Dataset entries
PR #216, opened 2020-10-14
csi: deprecate protectionTemplate from volume create options

raunakkumar:

### DIFF
--- a/pkg/driver/controller_server.go
+++ b/pkg/driver/controller_server.go
@@ -341,6 +341,11 @@ func (driver *Driver) createVolume(
 		return nil, status.Error(codes.Internal, errStr)
 	}
 
+	if val, ok := createParameters[protectionTemplateKey]; ok {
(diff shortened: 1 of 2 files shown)


pkg/driver/controller_server.go
```diff
@@ -341,6 +341,11 @@ func (driver *Driver) createVolume(
 		return nil, status.Error(codes.Internal, errStr)
 	}
 
+	if val, ok := createParameters[protectionTemplateKey]; ok {
+		log.Infof("protectionTemplate is deprecated for volume create, removing %s=%s from the request", protectionTemplateKey, val)
```
rgcostea, line 345: This is more than deprecating :)

This is removal.

rgcostea (approved):

pkg/driver/controller_server.go
datamattsson: Can we change the verbiage to mention that volumeGroups are used instead and the parameter has "moved"?

raunakkumar: sure. will update

PR #221, opened 2020-10-29
Con 1072 - Fix code to resolve the driver sanity test failures

ckallianpur:


pkg/driver/controller_server.go
```diff
@@ -694,6 +694,15 @@ func (driver *Driver) ControllerPublishVolume(ctx context.Context, request *csi.
 		return nil, status.Error(codes.InvalidArgument, "Invalid volume capability specified for ControllerPublishVolume")
 	}
 
+	roVal, err := strconv.ParseBool(request.VolumeContext[readOnlyKey])
```
raunakkumar, line 697: nit: we can rename it to `readOnlyValue` just like the key

pkg/driver/node_server.go
```diff
@@ -1656,6 +1656,11 @@ func (driver *Driver) NodeGetVolumeStats(ctx context.Context, in *csi.NodeGetVol
 	log.Trace(">>>>> NodeGetVolumeStats")
 	defer log.Trace("<<<<< NodeGetVolumeStats")
 
+	volumeID := in.GetVolumeId()
+	if volumeID == "" {
+		return nil, status.Errorf(codes.InvalidArgument, "volume id %s is empty", volumeID)
```
raunakkumar, line 1661: we didn't need the volumeID in the message if its empty

pkg/driver/controller_server.go
ckallianpur: upadated

pkg/driver/node_server.go
ckallianpur: fixed

raunakkumar (approved):

pkg/driver/node_server.go
```diff
@@ -1693,18 +1698,18 @@ func (driver *Driver) NodeGetVolumeStats(ctx context.Context, in *csi.NodeGetVol
...
-	volume, err := storageProvider.GetVolume(in.VolumeId)
+	volume, err := storageProvider.GetVolume(volumeID)
 	if err != nil {
 		log.Error("err: ", err.Error())
 		return nil, status.Errorf(codes.Internal, "Error while retrieving volume with id %s from the backend, err: %s",
-			in.VolumeId, err.Error())
+			volumeID, err.Error())
 	}
 	if volume == nil {
 		log.Infof("Volume with ID %s not found on the backend, return ",
```
suneeth51, line 1711: nit: log.Errorf("Volume with ID %s not found on the backend")

pkg/driver/node_server.go
```diff
@@ -1693,18 +1698,18 @@ func (driver *Driver) NodeGetVolumeStats(ctx context.Context, in *csi.NodeGetVol
...
-			in.VolumeId)
+			volumeID)
 		return nil, nil
```
suneeth51, line 1713: Shouldn't we return `codes.NotFound` ?

pkg/driver/controller_server.go
```diff
@@ -694,6 +694,15 @@ func (driver *Driver) ControllerPublishVolume(ctx context.Context, request *csi.
 		return nil, status.Error(codes.InvalidArgument, "Invalid volume capability specified for ControllerPublishVolume")
 	}
 
+	readOnlyValue, err := strconv.ParseBool(request.VolumeContext[readOnlyKey])
+	if err != nil {
+		log.Tracef("Failed to retrieve readonly key from volumeContext : %v", err.Error())
```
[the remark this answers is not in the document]
ckallianpur: I think this is wrong. If the volume has readonly and if its value is different from the value passed via request, we need to log this error. I didnt find ReadOnly property returned from csp.

suneeth51 (approved):
lgtm..

PR #227, opened 2020-12-02
CON-1600: Create target_path during publish if it doesnt exist

ckallianpur:
target_path neednt exist in request params in NodePublishVolume from kubernetes 1.20 onwards. Create it if it doesnt exist


raunakkumar (approved):
lgtm. We can try this patch with 1.20 which releases tomorrow.

PR #241, opened 2021-02-03
CON-1694: Update nodeinfo with chap credentials if provided by publis…

ckallianpur:
…hcontext

### DIFF
--- a/pkg/driver/controller_server.go
+++ b/pkg/driver/controller_server.go
@@ -926,13 +926,10 @@ func (driver *Driver) controllerPublishVolume(
 		publishContext[fsCreateOptionsKey] = volumeContext[fsCreateOptionsKey]
 	}
 
-	sensitive := map[string]string{}
+	sensitive := []string{}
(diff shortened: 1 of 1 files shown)


pkg/driver/controller_server.go
```diff
@@ -913,8 +925,15 @@ func (driver *Driver) controllerPublishVolume(
 		publishContext[fsModeKey] = volumeContext[fsModeKey]
 		publishContext[fsCreateOptionsKey] = volumeContext[fsCreateOptionsKey]
 	}
+
+	sensitive := []string{}
+	for key, value := range publishContext {
+		sensitive = append(sensitive, key)
```
raunakkumar, line 931: nit: sensitive = append(sensitive, key, value)

raunakkumar (approved):
lgtm

pkg/driver/controller_server.go
ckallianpur: done

PR #246, opened 2021-02-22
Volume encryption support

imran-ansari:
Volume encryption support is a host-based encryption using LUKS tool called cryptsetup. During node-stage flow, cryptsetup tool is used on the discovered device to enable encryption. For details about the approach please refer to https://rndwiki.corp.hpecorp.net/confluence/display/storageecosystem/Volume+encryption+support+in+CSI+Driver

@rgcostea , @raunakkumar , @wdurairaj , @sneharai4 - request you to review the changes

### DIFF
--- a/cmd/csi-driver/Dockerfile
+++ b/cmd/csi-driver/Dockerfile
@@ -1,12 +1,9 @@
 FROM registry.access.redhat.com/ubi7/ubi-minimal:7.9-256
 
-RUN microdnf install -y yum
 RUN microdnf update -y && rm -rf /var/cache/yum
-RUN curl https://rpmfind.net/linux/centos/7.9.2009/os/x86_64/Packages/cryptsetup-2.0.3-6.el7.x86_64.rpm -o cryptsetup-2.0.3-6.el7.x86_64.rpm
-RUN yum install -y cryptsetup-2.0.3-6.el7.x86_64.rpm
-RUN rm -f cryptsetup-2.0.3-6.el7.x86_64.rpm
 RUN microdnf install -y systemd
-RUN microdnf remove -y yum
+ADD CentOS-Base.repo /etc/yum.repos.d/
+RUN microdnf install -y cryptsetup
 
 LABEL name="HPE CSI Driver for Kubernetes" \
       maintainer="HPE Storage" \
--- a/cmd/csi-driver/Dockerfile
+++ b/cmd/csi-driver/Dockerfile
@@ -1,6 +1,10 @@
 FROM registry.access.redhat.com/ubi7/ubi-minimal:7.9-256
 
+RUN microdnf install -y yum
 RUN microdnf update -y && rm -rf /var/cache/yum
+RUN curl https://rpmfind.net/linux/centos/7.9.2009/os/x86_64/Packages/cryptsetup-2.0.3-6.el7.x86_64.rpm -o cryptsetup-2.0.3-6.el7.x86_64.rpm
+RUN yum install -y cryptsetup-2.0.3-6.el7.x86_64.rpm
+RUN rm -f cryptsetup-2.0.3-6.el7.x86_64.rpm
 RUN microdnf install -y systemd
 
 LABEL name="HPE CSI Driver for Kubernetes" \
--- a/cmd/csi-driver/Dockerfile
+++ b/cmd/csi-driver/Dockerfile
@@ -6,6 +6,7 @@ RUN curl https://rpmfind.net/linux/centos/7.9.2009/os/x86_64/Packages/cryptsetup
 RUN yum install -y cryptsetup-2.0.3-6.el7.x86_64.rpm
 RUN rm -f cryptsetup-2.0.3-6.el7.x86_64.rpm
 RUN microdnf install -y systemd
+RUN microdnf remove -y yum
 
 LABEL name="HPE CSI Driver for Kubernetes" \
       maintainer="HPE Storage" \
--- a/pkg/driver/constants.go
+++ b/pkg/driver/constants.go
@@ -95,7 +95,6 @@ const (
 	// secretName attribute to be used to specify secret name for ephemeral inline volume
 	secretNameKey = "inline-volume-secret-name"
 
-	volEncrypted = "volumeEncrypted"
 	volEncryptionSecretNameKey = "encryptionSecretName"
 	volEncryptionSecretNamespaceKey = "encryptionSecretNamespace"
 	volEncryptionKey = "volumeEncryptionKey"
--- a/pkg/driver/constants.go
+++ b/pkg/driver/constants.go
@@ -95,6 +95,11 @@ const (
 	// secretName attribute to be used to specify secret name for ephemeral inline volume
 	secretNameKey = "inline-volume-secret-name"
 
+	volEncrypted = "volumeEncrypted"
+	volEncryptionSecretNameKey = "encryptionSecretName"
+	volEncryptionSecretNamespaceKey = "encryptionSecretNamespace"
+	volEncryptionKey = "volumeEncryptionKey"
+
 	// POD attributes propogated to the CSI
 	csiEphemeralPodName      = "csi.storage.k8s.io/pod.name"
 	csiEphemeralPodNamespace = "csi.storage.k8s.io/pod.namespace"
--- a/pkg/driver/constants.go
+++ b/pkg/driver/constants.go
@@ -95,9 +95,10 @@ const (
 	// secretName attribute to be used to specify secret name for ephemeral inline volume
 	secretNameKey = "inline-volume-secret-name"
 
-	volEncryptionSecretNameKey = "encryptionSecretName"
-	volEncryptionSecretNamespaceKey = "encryptionSecretNamespace"
-	volEncryptionKey = "volumeEncryptionKey"
+	hostEncryptionKey = "hostEncryption"
+	hostEncryptionSecretNameKey = "hostEncryptionSecretName"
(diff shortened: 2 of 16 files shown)


cmd/csi-driver/Dockerfile
```diff
@@ -1,7 +1,12 @@
 FROM registry.access.redhat.com/ubi7/ubi-minimal:7.9-256
 
+RUN microdnf install -y yum
 RUN microdnf update -y && rm -rf /var/cache/yum
+RUN curl https://rpmfind.net/linux/centos/7.9.2009/os/x86_64/Packages/cryptsetup-2.0.3-6.el7.x86_64.rpm -o cryptsetup-2.0.3-6.el7.x86_64.rpm
```
wdurairaj, line 5: OSRB approval may be required here for inclusion of this RPM in UBI image

cmd/csi-driver/Dockerfile
```diff
@@ -1,7 +1,12 @@
...
+RUN yum install -y cryptsetup-2.0.3-6.el7.x86_64.rpm
+RUN rm -f cryptsetup-2.0.3-6.el7.x86_64.rpm
 RUN microdnf install -y systemd
+RUN microdnf remove -y yum
```
datamattsson, line 9: This is very ugly. Please add a file named `CentOS-Base.repo` to this repo with the following content:
```
[base]
name=CentOS-7 - Base
mirrorlist=http://mirrorlist.centos.org/?release=7&arch=$basearch&repo=os&infra=$infra
gpgcheck=0
gpgkey=file:///etc/pki/rpm-gpg/RPM-GPG-KEY-CentOS-7

[updates]
name=CentOS-7 - Updates
mirrorlist=http://mirrorlist.centos.org/?release=7&arch=$basearch&repo=updates&infra=$infra
gpgcheck=0
gpgkey=file:///etc/pki/rpm-gpg/RPM-GPG-KEY-CentOS-7
```

Then replace line 3-9 with:
```
ADD CentOS-Base.repo /etc/yum.repos.d/
```
Line 4 (currently 8) should then read:
```
RUN microdnf install -y systemd cryptsetup
```
This is the pattern we've established with other external dependencies (such as NFS).

datamattsson (changes requested):

pkg/driver/constants.go
```diff
@@ -95,6 +95,10 @@ const (
 	// secretName attribute to be used to specify secret name for ephemeral inline volume
 	secretNameKey = "inline-volume-secret-name"
 
+	volEncryptionSecretNameKey = "encryptionSecretName"
+	volEncryptionSecretNamespaceKey = "encryptionSecretNamespace"
+	volEncryptionKey = "volumeEncryptionKey"
+
```
datamattsson, line 101: After some debate with the PM/architects, these parameters needs to be changed into:
```
hostEncryptionSecretName
hostEncryptionSecretNamespace
```
The `Secret` key needs to be named:
```
hostEncryptionKey
```
We also need to re-introduce the boolean. This will be used for easy toggling of the host encryption feature from a PVC annotation (override during provisioning only, not mutable).

The boolean should be named:
```
hostEncryption
```

pkg/driver/node_server.go
```diff
@@ -256,6 +256,27 @@ func (driver *Driver) nodeStageVolume(
 		return nil // volume already staged, do nothing and return here
 	}
 
+	if volumeContext[volEncryptionSecretNameKey] != "" {
```
datamattsson, line 259: Change to boolean as per above request.

datamattsson (changes requested):

cmd/csi-driver/Dockerfile
wdurairaj: @datamattsson , we are not adding any CentOS repository package for NFS provisioner , rather we pull the nfs provisioner image as a container and we run ganeshd as a container in pod

https://github.com/hpe-storage/csi-driver/blob/be80c2e6252d89f8d463579ab1338390e7ad7296/pkg/flavor/kubernetes/nfs.go#L27

We will explore the option of adding this centos repository as suggested by you.

datamattsson: I was merely referring to the pattern of adding packages from outside of what is available in the UBI repo.

imran-ansari: Thanks @datamattsson - nice input! Incorporated it locally and did some testing. Once all the review comments are addressed, I will push the changes.

pkg/driver/constants.go
imran-ansari: Will rename the parameter name to have "host" prefix rather than "volume" prefix. 

As for toggling of encryption feature is concerned, once a PVC is created, be it encrypted or unencrypted, we don't support switching it to the other type.

Besides, I would like to highlight the following points with respect to the boolean hostEncryption:
1. In order to use this feature, user would need to specify an additional parameter in storage class
2. hostEncryption boolean is redundant when the presence of hostSecretName and hostSecretNamespace suffices.
3. Unnecessary validations would be required when user would be specifying one parameter while skipping the other.
4. Configurations like hostEncryption set to false while specifying hostSecrentName and hostSecretNamespace wouldn't make any sense.

In view of the above, I would suggest that we don't introduce one more parameter.

pkg/driver/node_server.go
imran-ansari: This will still be needed to validate the user supplied value.

pkg/driver/constants.go
datamattsson: The user experience we're trying to cater for is targeted towards two personas. The Kubernetes admin and Kubernetes user, normally locked down to certain namespaces. Kubernetes users do not have the ability to create a StorageClass as it's a cluster wide object.

I understand your concern that that the `hostEncryption` may seem redundant but it makes the user experience a bit broken if we omit it entirely. We want to cater to as many use cases as possible. So, let's discuss those as I think there's a middle road here.

- ### As a Kubernetes admin, I want to enforce `hostEncryption` for all PVCs created from my StorageClass using my host key.
  
  **StorageClass**:
  ```
  parameters:
    hostEncryptionSecretName: my-super-secret
    hostEncryptionSecretNamespace: hpe-storage
  ```
  In this case, `hostEncryption` boolean will be redundant, setting `hostEncryptionSecretName` and `hostEncryptionSecretNamespace` will automatically qualify `hostEncryption` to "true".

- ### As a Kubernetes admin, I want to allow users to selectively encrypt PVCs created from my StorageClass using my host key.

  **StorageClass**:
  ```
  parameters:
    allowOverrides: hostEncryption
    hostEncryption: "false"
    hostEncryptionSecretName: my-super-secret
    hostEncryptionSecretNamespace: hpe-storage
  ```

  **PVC**:
  ```
  metadata:
    annotations:
       csi.hpe.com/hostEncryption: "true"
  ```
  Here the `hostEncryption` boolean is critical, for two reasons. The Kubernetes user has no clue where to find the host key secret and that needs to be provided by the StorageClass. Second, without `hostEncryption`, the user would have to set the secret and secretname to empty strings and it would then allow users to specify their own host key, which is not desired, since the admin would have to allow both parameters to be overridden.
  
  The admin may use this pattern to allow users to opt-out from host encryption by using `hostEncryption` set to "true" and the annotation set to "false".

- ### As a Kubernetes admin, I want to allow users to selectively encrypt PVCs created from my StorageClass using their own host keys.

  **StorageClass**:
  ```
  parameters:
    allowOverrides: hostEncryptionSecretName,hostEncryptionSecretNamespace
  ```

  **PVC**:
  ```
  metadata:
    annotations:
       csi.hpe.com/hostEncryptionSecretName: my-secret
       csi.hpe.com/hostEncryptionSecretNamespace: my-namespace
  ```
  In this case, `hostEncryption` wouldn't be necessary as both parameters will be overridden with the users annotations.

imran-ansari: @datamattsson - thank you for the detailed use cases. There is a catch there though which we would need to document. For an existing PVC having user data on it, if any of the mentioned use cases is executed by the user, the data on the PVC would be wiped out.

datamattsson: @imran-ansari please elaborate. The override annotations are only available to the user during provisioning of a new PVC. All parameters related to host encryption should be immutable once the PVC is provisioned. Not sure if the volume-mutator sidecar or the CSI driver has a blocklist. Anyhow, we can document it either way.

imran-ansari: @datamattsson  - Please ignore my previous comment. Since `allowOverride` is for new volume creation, my above observation doesn't hold good. I'll go ahead with the flag addition and push the changes again.

pkg/driver/node_server.go
```diff
@@ -256,6 +256,27 @@ func (driver *Driver) nodeStageVolume(
...
+			return err // specified secret for encryption key doesn't exist
+		}
+
+		ctxt := make(map[string]string)
+		for k,v := range publishContext {
+			ctxt[k] = v
+		}
+		ctxt[volEncryptionKey] = encPassphrase
+		publishContext = ctxt
+		log.Tracef("Modified publish context: %v", publishContext)
```
sneharai4, line 277: Are we printing the encPassphrase here as part of publishContext?

imran-ansari: This was for debugging purpose. Will be removing it.

datamattsson:
Thanks for addressing our UX concerns, LGTM.

raunakkumar (approved):
lgtm

raunakkumar (approved):

raunakkumar (approved):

- [DESCRIPTION OF THE TASK] Filter the data above, keeping only lines that include the string "Tracef".

- [REPLY TO THE EXERCISE]
+		log.Tracef("Failed to retrieve readonly key from volumeContext : %v", err.Error())
+		log.Tracef("Modified publish context: %v", publishContext)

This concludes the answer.